Stored records
PR #18017, opened 2024-05-15
[release-3.5] Setup a way to consistently manage go versions across scripts and go.mods

MadhavJivrajani:
Replicates https://github.com/etcd-io/etcd/pull/17876

This PR does the following:

scripts: default to using .go-version's version for tests and builds
Additionally, provide ability to opt-out of the .go-version and use a
custom one via env vars: FORCE_HOST_GO and GO_VERSION.

.*: sync go toolchain version and add ability to verify versions
This commit adds a script to sync the version present in .go-version
across all go.mod files as the toolchain directive. As part of that,
this commit also modifies go.mod files that did not have synced toolchain
directives.

Additionally, this also adds a script to verify all toolchain and go
directives against the version present in .go-version as follows:
(1) The go directive <= version in .go-version
(2) The toolchain directive == version in .go-version

The make target for this script is run as part of make verify which will automatically be run as a presubmit.

/assign @ahrtr

### DIFF
--- a/.github/workflows/static-analysis.yaml
+++ b/.github/workflows/static-analysis.yaml
@@ -1,0 +1,32 @@
+---
+name: Static Analysis
+on: [push, pull_request]
+permissions: read-all
+jobs:
+  run:
+    runs-on: ubuntu-latest
+    steps:
+      - uses: actions/checkout@44c2b7a8a4ea60a981eaca3cf939b5f4305c123b # v4.1.5
+      - id: goversion
+        run: echo "goversion=$(cat .go-version)" >> "$GITHUB_OUTPUT"
+      - uses: actions/setup-go@cdcb36043654635271a94b9a6d1392de5bb323a7 # v5.0.1
+        with:
+          go-version: ${{ steps.goversion.outputs.goversion }}
+      - run: |
+          set -euo pipefail
+
+          make verify
+      - run: |
+          set -euo pipefail
+
+          make fix
+
+          DIFF=$(git status --porcelain)
+
+          if [ -n "$DIFF" ]; then
+            echo "These files were modified:"
+            echo
+            echo "$DIFF"
+            echo
+            exit 1
+          fi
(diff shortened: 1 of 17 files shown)


serathius (approved):

Makefile
```diff
@@ -580,3 +580,17 @@ gofail-enable: install-gofail
...
+
+.PHONY: verify
+verify: verify-go-versions
+
+.PHONY: verify-go-versions
+verify-go-versions:
+	./scripts/verify_go_versions.sh
+
+.PHONY: fix
+fix: sync-toolchain-directive
```
ahrtr, line 592: In 3.5 (and probably 3.4), we didn't have Makefile targets `fix` and `verify`. Now you add them in this PR, but each of they has only one dependency. 

It means contributors need to run two commands when they bump dependencies for 3.5/3.4:
- ./scripts/fix.sh
- make fix

We should only run one command when bumping dependencies for 3.5/3.4,
 - either `make fix`: you need to execute ./scripts/fix.sh in target `fix`
 - or `./scripts/fix.sh`: you need to execute the `./scripts/sync_go_toolchain_directive.sh` inside `./scripts/fix.sh`
 
Refer to https://github.com/etcd-io/etcd/pull/17876#discussion_r1590724913

ahrtr, line 592:
```suggestion
fix: sync-toolchain-directive
     ./scripts/fix.sh
```

MadhavJivrajani:
@ahrtr can you PTAL? Thank you!

.github/workflows/static-analysis.yaml
```diff
@@ -0,0 +1,28 @@
...
+      - id: goversion
+        run: echo "goversion=$(cat .go-version)" >> "$GITHUB_OUTPUT"
+      - uses: actions/setup-go@cdcb36043654635271a94b9a6d1392de5bb323a7 # v5.0.1
+        with:
+          go-version: ${{ steps.goversion.outputs.goversion }}
+      - run: |
+          set -euo pipefail
+          make verify
+      - run: |
+          set -euo pipefail
```
jmhbnz, line 19: Nit: Line breaks in this file don't match one for `release-3.4` or `main`. Could we please make it the same so the files are easy to diff in future if needed.

MadhavJivrajani: Good catch @jmhbnz thanks, I probably missed something while copying over the content. 
Done!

● **What is being asked**:
Check each line of the data above, and please copy the ones in which the string "etcd" occurs.

● **Answer space**:
Replicates https://github.com/etcd-io/etcd/pull/17876
Refer to https://github.com/etcd-io/etcd/pull/17876#discussion_r1590724913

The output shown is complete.